Smelling Le Parfum de Thérèse now is like smelling what could have been, knowing this was offered to not one but two houses and rejected both times for being too different.

It was she who released the formula into Frédéric Malle's hands for a launch perfume in his then-new Editions de Parfums Frédéric Malle, and so here we are. Thereafter, the composition which would later be named Le Parfum de Thérèse would be used exclusively by (you guessed it), Edmond's wife Thérèse Roudnitska. The creative director for Guy Laroche felt it was also too futuristic and not in tune with the island theme of the scent, and the idea submitted by Josephine Catapano (later to work for Estée Lauder) was chosen. The legendary Edmond Roudnitska composed this on his own, and originally offered it to Dior in the 1950's, where it was rejected for being too different from current market concepts, then Edmond continued working on it through to the 1960's where it was submitted to Guy LaRoche for release as Fidji (1966). The tale of Le Parfum de Thérèse (2000) is quite fascinating.

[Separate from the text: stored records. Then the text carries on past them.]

PR #3075, opened 2022-07-25
Validate sprite specifier states

ElectroJr:
Currently sprite specifiers only check if an RSI's meta.json exists, but not whether the given state exists. This PR makes the server 
validation look for the required .png file, while the client actually tries to load the RSI state.

I'm not 100% if this is the right way to go about creating server & client variations of a type serializer, but it seems to work.

Requires space-wizards/space-station-14/pull/10015 (yaml linter will start failing)

### DIFF
--- a/Robust.Client/Serialization/ClientSpriteSpecifierSerializer.cs
+++ b/Robust.Client/Serialization/ClientSpriteSpecifierSerializer.cs
@@ -1,0 +1,45 @@
+using Robust.Client.ResourceManagement;
+using Robust.Shared.GameObjects;
+using Robust.Shared.IoC;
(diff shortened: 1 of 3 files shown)


metalgearsloth:
@PaulRitter

PaulRitter (approved):
should be fine, maybe also check if a meta.json exists on server

ElectroJr:
> should be fine, maybe also check if a meta.json exists on server

The ResourcePathSerializer looks for things ending in `.rsi` and then automatically looks for the meta.json instead, so it already did & still does that.

PaulRitter (approved):

PR #601, opened 2023-11-28
Parametrize the pydantic validation for better error message

hmaarrfk:
Checklist

### DIFF
--- a/recipe/test_patch_yaml_utils.py
+++ b/recipe/test_patch_yaml_utils.py
@@ -529,8 +529,7 @@ def test_schema_up_to_date():
     assert schema_str == schema_on_disk
 
 
-patch_yaml_files = list((Path(__file__).parent / "patch_yaml").glob("*.yaml"))
-patch_yaml_files.sort()
+patch_yaml_files = sorted((Path(__file__).parent / "patch_yaml").glob("*.yaml"))
 
 
 @pytest.mark.parametrize(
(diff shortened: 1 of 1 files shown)


recipe/test_patch_yaml_utils.py
```diff
@@ -529,14 +529,14 @@ def test_schema_up_to_date():
...
-    for document in data.glob("*.yaml"):
-        for patch in yaml.safe_load_all(document.read_text()):
-            try:
-                PatchYaml(**patch)
-            except Exception as e:
-                print(f"\nSchema error in {document.name}: {e}")
-                passed = False
-    assert passed, "schema validation failed!"
+patch_yaml_files = list((Path(__file__).parent / "patch_yaml").glob("*.yaml"))
+patch_yaml_files.sort()
```
jaimergp, line 533:
```suggestion
patch_yaml_files = sorted((Path(__file__).parent / "patch_yaml").glob("*.yaml"))
```

jaimergp:
Is this slower by any chance? We should check. I remember seeing drastic performance improvements in constructor when we switched from pytest parametrization to an inner for loop. That had like thousands of cases, not lower hundreds like here, but just in case, I thought I'd ask.

hmaarrfk:
> Is this slower by any chance

this in my mind is the most worthwhile "test" that we can run and communicate to contributors.

I will check the logs and see if there is any appreciable difference:


This PR:
Start time: `2023-11-28T19:37:34.5421079Z`
End time: `2023-11-28T19:37:34.5653805Z`

under 1 second on 19 mins... i feel like we are ok

jaimergp (approved):

PR #604, opened 2023-12-04
Update pyspectral python lower bound to 3.10

djhoese:
Checklist

```
$ python show_diff.py --use-cache --subdirs noarch
noarch
noarch::pyspectral-0.13.0-pyhd8ed1ab_0.conda
-    "python >=3.7",
+    "python >=3.10",
```


djhoese:
Very strange that pre-commit doesn't catch the extra blank line in the YAML nor does the diff script, but the CI fails because of it.

pnuu (approved):
LGTM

Frederic malle perfumes skin#
Longevity: on the skin 8+ hours, on clothes 24+ hours Melon, plum, vetiver, a little rose and leather and a lot of cucumber in the opening.Īlthough the name states that it is exclusively for women - it is not. Since Frederic is not afraid of innovative and different scents - Le Parfum de Thérèse was gladly accepted for the initial FM line-up! After Edmond's death, Therese gave Frederic a "secret recipe" so that the scent would be remembered forever. For the next 40+ years, the perfume was worn exclusively by his wife - Therese. The gentleman who made this perfume for his wife (Therese) was rejected by Dior and some other companies at the time in the 1950s because the scent was too futuristic and different from the existing offer back then. Le Parfum de Thérèse is a juicy, fruity and retro creation. Le Parfum de Thérèse is the most similar to FM - Superstitious from their offer, but again they are different enough that you need them both in your collection. In this shadowy coda, it is realized that there is this ingenious balance to it all: nothing pushed forward forcefully against any other element, the development, certainly not linear, however has these seamless transitions that underline the beauty of each element in congress. However, as it develops, the juicy qualities eventually fade into a drier, leathery effect.Įver so slightly earthy and animalic, the dry down finds the prune eclipsing with the melon and the green receding into darker shades of cedar. It speaks to my penchant for greenness contrasted with juicy sweetness. Here, they don't seem quite over ripened as with that classic, they are a bit more crisp, buttressed with a rose and shaded with prune compote in the heart. We have the aqueous opening, translucent tangerine with most notably Roudnitska's signature melon and cucumber, which was also famously rendered in Diorella. For me, it's misty and mysterious, like getting lost in reverie. Edmund Roudnitska's ode to his wife is touching to say the least, but as with any perfume, Le Parfum de Therese can transcend its narrative and make a very personal impression on its wearer. Monet's garden in Giverny, all of the water lilies, the fragrance of the pond and the surrounding blooms: this is the immediate image in my mind.